Search the listing below for the string "theborakompanioni", then copy every line it appears in.

Top of Listed entries

PR #974, opened 2025-09-15
chore(v2): cleanup rescan, seed modal, fee config; add developer mode

theborakompanioni:
- add developer mode
- add jm config store
- cleanup rescan
- cleanup seed modal
- update joinmarket-api-ts client

Note: Fee dialog not 100% working correctly. Needs to be fixed in a follow-up PR.


nischal-shetty2 (approved):
LGTM

src/components/settings/RescanChain.tsx
```diff
@@ -114,31 +109,32 @@ export const RescanChain = ({ walletFileName }: RescanChainProps) => {
...
-            {isRescanning && (
+            {rescanInfo.rescanning && (
               <div className="bg-muted/50 mt-4 rounded-lg p-3">
                 <div className="flex items-center gap-2">
                   <RefreshCw className="h-4 w-4 animate-spin" />
                   <span className="text-sm">
-                    {rescanInfo?.progress ? `Rescanning... ${rescanInfo.progress}%` : 'Rescanning...'}
+                    {rescanInfo?.progress === undefined
+                      ? t('app.alert_rescan_in_progress')
+                      : t('alert_rescan_in_progress_with_progress', {
```
nischal-shetty2: hey, it's not translating here

Screenshot 2025-09-19 at 11 26 23 PM

src/components/settings/FeeLimitDialog.tsx
```diff
@@ -212,99 +173,104 @@ export const FeeLimitDialog = ({ open, onOpenChange, walletFileName }: FeeLimitD
...
 
           {/* Mining fees dropdown */}
           <div className="space-y-2">
-            <button
-              onClick={() => setMiningFeesExpanded(!miningFeesExpanded)}
-              className={`hover:bg-muted/50 flex w-full cursor-pointer items-center justify-between border-b px-4 py-2 text-left ${
-                miningFormRef.current && !miningFormRef.current.getFormData() ? 'border-red-300' : ''
-              }`}
+            <Accordion
+              type="single"
```
nischal-shetty2, line 235:
```suggestion
              type="single"
              collapsible
```

src/components/settings/FeeLimitDialog.tsx
```diff
@@ -212,99 +173,104 @@ export const FeeLimitDialog = ({ open, onOpenChange, walletFileName }: FeeLimitD
...
 
           <div className="space-y-2">
-            <button
-              onClick={() => setCollaboratorFeesExpanded(!collaboratorFeesExpanded)}
-              className={`hover:bg-muted/50 flex w-full cursor-pointer items-center justify-between border-b px-4 py-2 text-left ${
-                collaboratorFormRef.current && !collaboratorFormRef.current.getFormData() ? 'border-red-300' : ''
-              }`}
+            <Accordion
+              defaultValue="collaborator-fees"
+              type="single"
```
nischal-shetty2, line 196: The accordion isn't collapsing for both collaborator and mining fees form
the issue is Radix UI's Accordion component with type="single" doesn't allow collapsing by default. we need to explicitly set collapsible={true} (or just collapsible)

```suggestion
              type="single"
              collapsible
```

src/components/settings/RescanChain.tsx
theborakompanioni: Nice catch!

src/components/settings/FeeLimitDialog.tsx
theborakompanioni: Thanks for the careful review. This has been done deliberately (mentioned in the PR description as "Note: Fee dialog not 100% working correctly. Needs to be fixed in a follow-up PR.") - as the inner forms use ForwardRef and do not work correctly if placed within the Accordion (previously was a custom made component).
I want to revisit that at a later stage, I think there is a lot of work to do regarding forms, especially validation and input of amounts.

Okay for you if it stays this way for now?

src/components/settings/FeeLimitDialog.tsx
theborakompanioni: Same as above.

src/components/settings/FeeLimitDialog.tsx
nischal-shetty2: That sounds good! I thought it was a small fix so suggested it in this pr, but didn't know that it was deliberate. 

> Okay for you if it stays this way for now?

ofcourse!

Bottom of Listed entries

Completed exercise
theborakompanioni:
theborakompanioni: Nice catch!
theborakompanioni: Thanks for the careful review. This has been done deliberately (mentioned in the PR description as "Note: Fee dialog not 100% working correctly. Needs to be fixed in a follow-up PR.") - as the inner forms use ForwardRef and do not work correctly if placed within the Accordion (previously was a custom made component).
theborakompanioni: Same as above.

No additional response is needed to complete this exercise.